> Listed records:
Issue #346, opened 2020-01-22
High latencies


ecktom:
**Describe the bug**

Started using Oathkeeper and was quiet surprised about it's somewhat high latencies. I'm using a simple forward rule including (AllowAuthorizer / NoopAuthenticator / NoopMutator) 

```yaml
    - id: some-rule
      match:
        url: http://some-url/api/<.*>
        methods:
        - POST
        - GET
        - PATCH
        - PUT
      authenticators:
      - handler: noop
        config: {}
      authorizer:
        handler: allow
        config: {}
      mutators:
      - handler: noop
        config: {}
```

It takes around ~80ms for a request getting processed. I did some cpu profiling to check what happens. Turns out that https://github.com/ory/oathkeeper/blame/master/driver/configuration/provider_viper.go#L200 is getting called for every request multiplied with each authenticator, authorizer and mutator. This is calling the viper stack to compute the config which then get validated against the schema.

I just did some basic 3 line's caching there to proof my point and brought it down to ~5ms immediately (with all the schema validation still in place)

*CPU profile*

![pprof001](https://user-images.githubusercontent.com/3372410/72887202-83007000-3d0b-11ea-9bcf-2bda7133f894.png)

*Server configuration*
```yaml
    log:
      level: debug
      format: json
    profiling: cpu
    access_rules:
      repositories:
      - file:///etc/oathkeeper/rules.yaml
    authenticators:
      jwt:
        enabled: true
        config:
          jwks_urls:
          - https://some-url/jwks.json
      noop:
        enabled: true
        config: {}
    authorizers:
      allow:
        enabled: true
        config: {}
      deny:
        enabled: true
        config: {}
      keto_engine_acp_ory:
        enabled: true
        config:
          base_url: http://keto-url:4466/
          required_action: ""
          required_resource: ""
    mutators:
      noop:
        enabled: true
        config: {}
      header:
        enabled: true
        config:
          headers:
            X-SOME-HEADER: '{{ print .Subject }}'
```
**Expected behavior**

Would have expected some kind of caching here ;) I like the Prometheus approach where you would habe to call an api endpoint in order to reload the config.

**Environment**

* Version: v0.35.1
* Environment: Docker -> K8s

aeneasr:
Thank you for this amazing write-up! We've heard complaints in the recent days about slow performance when little CPU (e.g. 0.1 units) are available. This is most likely the root cause of that!

[...]

PR #348, opened 2020-01-24
Cache config to improve latencies

ecktom:
## Related issue
Fixes https://github.com/ory/oathkeeper/issues/346

Blocked by https://github.com/ory/viper/pull/7

## Proposed changes

Did a first draft here. Also had to hash the entire ENV in order to allow overrides which made things like 30-40% slower. ;) Any idea for that?

Guess we could tweak things even more eg. 
- pre-allocate + copy slices instead of append
- simple bit shift instead of binary.LittleEndian 

which however would make readability worse.

## Checklist


driver/configuration/provider_viper.go
```diff
@@ -197,7 +204,53 @@ func (v *ViperProvider) pipelineIsEnabled(prefix, id string) bool {
...
 func (v *ViperProvider) PipelineConfig(prefix, id string, override json.RawMessage, dest interface{}) error {
+	hash, err := v.hashPipelineConfig(prefix, id, override)
+	if err != nil {
+		return errors.WithStack(err)
+	}
+
+	c, ok := v.configCachge[hash]
+	if ok {
+		if dest != nil {
+			marshalled, err := json.Marshal(c)
```
aeneasr: Let's safe one round trip of encoding here - see line https://github.com/ory/oathkeeper/pull/348/files#diff-2449a6ea083767b149400840c05f41bdR308

I thought it might be a good idea to use glob, so I wrote a small benchmark. Unfortunately, glob seems to underperform when having to deal with interfaces (**so let's stick to json**), here are the results:

```
go test -bench . -benchmem
goos: darwin
goarch: amd64
pkg: github.com/ory/oathkeeper/docs
BenchmarkGobJSON/gob-12                     7848            151588 ns/op           55343 B/op       1234 allocs/op
BenchmarkGobJSON/json-12                   20253             57361 ns/op           32480 B/op        489 allocs/op
```

```go
package docs

import (
	"bytes"
	"encoding/gob"
	"encoding/json"
	"io/ioutil"
	"testing"

	"github.com/ghodss/yaml"
	"github.com/stretchr/testify/require"
)

func BenchmarkGobJSON(b *testing.B) {
	gob.Register(map[string]interface{}{})
	gob.Register([]interface{}{})

	c, err := ioutil.ReadFile(".oathkeeper.yaml")
	require.NoError(b, err)

	conf, err := yaml.YAMLToJSON(c)
	require.NoError(b, err)

	var o map[string]interface{}
	require.NoError(b, json.NewDecoder(bytes.NewBuffer(conf)).Decode(&o))

	var gb bytes.Buffer
	require.NoError(b, gob.NewEncoder(&gb).Encode(&o))

	b.Run("gob", func(b *testing.B) {
		for i := 0; i < b.N; i++ {
			b.StopTimer()
			m := make(map[string]interface{})
			buf := bytes.NewBuffer(gb.Bytes())
			b.StartTimer()

			require.NoError(b, gob.NewDecoder(buf).Decode(&m))
		}
	})

	b.Run("json", func(b *testing.B) {
		for i := 0; i < b.N; i++ {
			b.StopTimer()
			m := make(map[string]interface{})
			buf := bytes.NewBuffer(conf)
			b.StartTimer()

			require.NoError(b, json.NewDecoder(buf).Decode(&m))
		}
	})
}
```

driver/configuration/provider_viper.go
```diff
@@ -305,7 +299,13 @@ func (v *ViperProvider) PipelineConfig(prefix, id string, override json.RawMessa
 		return errors.WithStack(result.Errors())
 	}
 
-	v.configCachge[hash] = config
+	marshalled, err = json.Marshal(config)
```
aeneasr: `marshalled` should already be the proper type and payload (see https://github.com/ory/oathkeeper/pull/348/files/ede19d9b718fa4d91191ae9d138e89546305440c..8231b9aa87680589b8c42c25a46c5188acc446ca#diff-2449a6ea083767b149400840c05f41bdR296) so I don't think we need to encode it again!

driver/configuration/provider_viper_public_test.go
```diff
@@ -48,11 +48,9 @@ func TestPipelineConfig(t *testing.T) {
 		require.NoError(t, p.PipelineConfig("authenticators", "oauth2_introspection", nil, &res))
 		assert.JSONEq(t, `{"introspection_request_headers":{},"introspection_url":"https://override/path","pre_authorization":{"client_id":"some_id","client_secret":"some_secret","enabled":true,"scope":["foo","bar"],"token_url":"https://my-website.com/oauth2/token"},"required_scope":[],"scope_strategy":"exact","target_audience":[],"trusted_issuers":[]}`, string(res), "%s", res)
 
+		// Cleanup
 		require.NoError(t, os.Setenv("AUTHENTICATORS_OAUTH2_INTROSPECTION_CONFIG_INTROSPECTION_URL", ""))
 
-		require.NoError(t, p.PipelineConfig("authenticators", "oauth2_introspection", nil, &res))
```
aeneasr: Why were these removed?

driver/configuration/provider_viper_public_test.go
```diff
@@ -93,6 +91,38 @@ func TestPipelineConfig(t *testing.T) {
...
 }
 
+/*
+go test ./... -v -bench=. -run BenchmarkPipelineConfig -benchtime=10s
+
+v0.35.1
+594	  20119202 ns/op
+
+v0.35.2
+3048037	      3908 ns/op
```
aeneasr: Wow, that perf improvement!

driver/configuration/provider_viper_public_test.go
ecktom: This was basically the root cause of my intention to cache the environment ;) But as you've correctly pointed out there will be no changes to the env for the running process... So I've simply adjusted the test to reflect this.

driver/configuration/provider_viper.go
ecktom: yeah :D quiet obviously... Removed the unnecessary marshall...

driver/configuration/provider_viper_public_test.go
ecktom: Indeed :D

driver/configuration/provider_viper_public_test.go
aeneasr: Ohh, I see - that totally makes sense :)

aeneasr:
Awesome, thank you so much for your hard work!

> Exercise:
Your task is to retype all of the records exactly.

> Reply to the exercise:
Issue #346, opened 2020-01-22
High latencies


ecktom:
**Describe the bug**

Started using Oathkeeper and was quiet surprised about it's somewhat high latencies. I'm using a simple forward rule including (AllowAuthorizer / NoopAuthenticator / NoopMutator) 

```yaml
    - id: some-rule
      match:
        url: http://some-url/api/<.*>
        methods:
        - POST
        - GET
        - PATCH
        - PUT
      authenticators:
      - handler: noop
        config: {}
      authorizer:
        handler: allow
        config: {}
      mutators:
      - handler: noop
        config: {}
```

It takes around ~80ms for a request getting processed. I did some cpu profiling to check what happens. Turns out that https://github.com/ory/oathkeeper/blame/master/driver/configuration/provider_viper.go#L200 is getting called for every request multiplied with each authenticator, authorizer and mutator. This is calling the viper stack to compute the config which then get validated against the schema.

I just did some basic 3 line's caching there to proof my point and brought it down to ~5ms immediately (with all the schema validation still in place)

*CPU profile*

![pprof001](https://user-images.githubusercontent.com/3372410/72887202-83007000-3d0b-11ea-9bcf-2bda7133f894.png)

*Server configuration*
```yaml
    log:
      level: debug
      format: json
    profiling: cpu
    access_rules:
      repositories:
      - file:///etc/oathkeeper/rules.yaml
    authenticators:
      jwt:
        enabled: true
        config:
          jwks_urls:
          - https://some-url/jwks.json
      noop:
        enabled: true
        config: {}
    authorizers:
      allow:
        enabled: true
        config: {}
      deny:
        enabled: true
        config: {}
      keto_engine_acp_ory:
        enabled: true
        config:
          base_url: http://keto-url:4466/
          required_action: ""
          required_resource: ""
    mutators:
      noop:
        enabled: true
        config: {}
      header:
        enabled: true
        config:
          headers:
            X-SOME-HEADER: '{{ print .Subject }}'
```
**Expected behavior**

Would have expected some kind of caching here ;) I like the Prometheus approach where you would habe to call an api endpoint in order to reload the config.

**Environment**

* Version: v0.35.1
* Environment: Docker -> K8s

aeneasr:
Thank you for this amazing write-up! We've heard complaints in the recent days about slow performance when little CPU (e.g. 0.1 units) are available. This is most likely the root cause of that!

[...]

PR #348, opened 2020-01-24
Cache config to improve latencies

ecktom:
## Related issue
Fixes https://github.com/ory/oathkeeper/issues/346

Blocked by https://github.com/ory/viper/pull/7

## Proposed changes

Did a first draft here. Also had to hash the entire ENV in order to allow overrides which made things like 30-40% slower. ;) Any idea for that?

Guess we could tweak things even more eg. 
- pre-allocate + copy slices instead of append
- simple bit shift instead of binary.LittleEndian 

which however would make readability worse.

## Checklist


driver/configuration/provider_viper.go
```diff
@@ -197,7 +204,53 @@ func (v *ViperProvider) pipelineIsEnabled(prefix, id string) bool {
...
 func (v *ViperProvider) PipelineConfig(prefix, id string, override json.RawMessage, dest interface{}) error {
+	hash, err := v.hashPipelineConfig(prefix, id, override)
+	if err != nil {
+		return errors.WithStack(err)
+	}
+
+	c, ok := v.configCachge[hash]
+	if ok {
+		if dest != nil {
+			marshalled, err := json.Marshal(c)
```
aeneasr: Let's safe one round trip of encoding here - see line https://github.com/ory/oathkeeper/pull/348/files#diff-2449a6ea083767b149400840c05f41bdR308

I thought it might be a good idea to use glob, so I wrote a small benchmark. Unfortunately, glob seems to underperform when having to deal with interfaces (**so let's stick to json**), here are the results:

```
go test -bench . -benchmem
goos: darwin
goarch: amd64
pkg: github.com/ory/oathkeeper/docs
BenchmarkGobJSON/gob-12                     7848            151588 ns/op           55343 B/op       1234 allocs/op
BenchmarkGobJSON/json-12                   20253             57361 ns/op           32480 B/op        489 allocs/op
```

```go
package docs

import (
	"bytes"
	"encoding/gob"
	"encoding/json"
	"io/ioutil"
	"testing"

	"github.com/ghodss/yaml"
	"github.com/stretchr/testify/require"
)

func BenchmarkGobJSON(b *testing.B) {
	gob.Register(map[string]interface{}{})
	gob.Register([]interface{}{})

	c, err := ioutil.ReadFile(".oathkeeper.yaml")
	require.NoError(b, err)

	conf, err := yaml.YAMLToJSON(c)
	require.NoError(b, err)

	var o map[string]interface{}
	require.NoError(b, json.NewDecoder(bytes.NewBuffer(conf)).Decode(&o))

	var gb bytes.Buffer
	require.NoError(b, gob.NewEncoder(&gb).Encode(&o))

	b.Run("gob", func(b *testing.B) {
		for i := 0; i < b.N; i++ {
			b.StopTimer()
			m := make(map[string]interface{})
			buf := bytes.NewBuffer(gb.Bytes())
			b.StartTimer()

			require.NoError(b, gob.NewDecoder(buf).Decode(&m))
		}
	})

	b.Run("json", func(b *testing.B) {
		for i := 0; i < b.N; i++ {
			b.StopTimer()
			m := make(map[string]interface{})
			buf := bytes.NewBuffer(conf)
			b.StartTimer()

			require.NoError(b, json.NewDecoder(buf).Decode(&m))
		}
	})
}
```

driver/configuration/provider_viper.go
```diff
@@ -305,7 +299,13 @@ func (v *ViperProvider) PipelineConfig(prefix, id string, override json.RawMessa
 		return errors.WithStack(result.Errors())
 	}
 
-	v.configCachge[hash] = config
+	marshalled, err = json.Marshal(config)
```
aeneasr: `marshalled` should already be the proper type and payload (see https://github.com/ory/oathkeeper/pull/348/files/ede19d9b718fa4d91191ae9d138e89546305440c..8231b9aa87680589b8c42c25a46c5188acc446ca#diff-2449a6ea083767b149400840c05f41bdR296) so I don't think we need to encode it again!

driver/configuration/provider_viper_public_test.go
```diff
@@ -48,11 +48,9 @@ func TestPipelineConfig(t *testing.T) {
 		require.NoError(t, p.PipelineConfig("authenticators", "oauth2_introspection", nil, &res))
 		assert.JSONEq(t, `{"introspection_request_headers":{},"introspection_url":"https://override/path","pre_authorization":{"client_id":"some_id","client_secret":"some_secret","enabled":true,"scope":["foo","bar"],"token_url":"https://my-website.com/oauth2/token"},"required_scope":[],"scope_strategy":"exact","target_audience":[],"trusted_issuers":[]}`, string(res), "%s", res)
 
+		// Cleanup
 		require.NoError(t, os.Setenv("AUTHENTICATORS_OAUTH2_INTROSPECTION_CONFIG_INTROSPECTION_URL", ""))
 
-		require.NoError(t, p.PipelineConfig("authenticators", "oauth2_introspection", nil, &res))
```
aeneasr: Why were these removed?

driver/configuration/provider_viper_public_test.go
```diff
@@ -93,6 +91,38 @@ func TestPipelineConfig(t *testing.T) {
...
 }
 
+/*
+go test ./... -v -bench=. -run BenchmarkPipelineConfig -benchtime=10s
+
+v0.35.1
+594	  20119202 ns/op
+
+v0.35.2
+3048037	      3908 ns/op
```
aeneasr: Wow, that perf improvement!

driver/configuration/provider_viper_public_test.go
ecktom: This was basically the root cause of my intention to cache the environment ;) But as you've correctly pointed out there will be no changes to the env for the running process... So I've simply adjusted the test to reflect this.

driver/configuration/provider_viper.go
ecktom: yeah :D quiet obviously... Removed the unnecessary marshall...

driver/configuration/provider_viper_public_test.go
ecktom: Indeed :D

driver/configuration/provider_viper_public_test.go
aeneasr: Ohh, I see - that totally makes sense :)

aeneasr:
Awesome, thank you so much for your hard work!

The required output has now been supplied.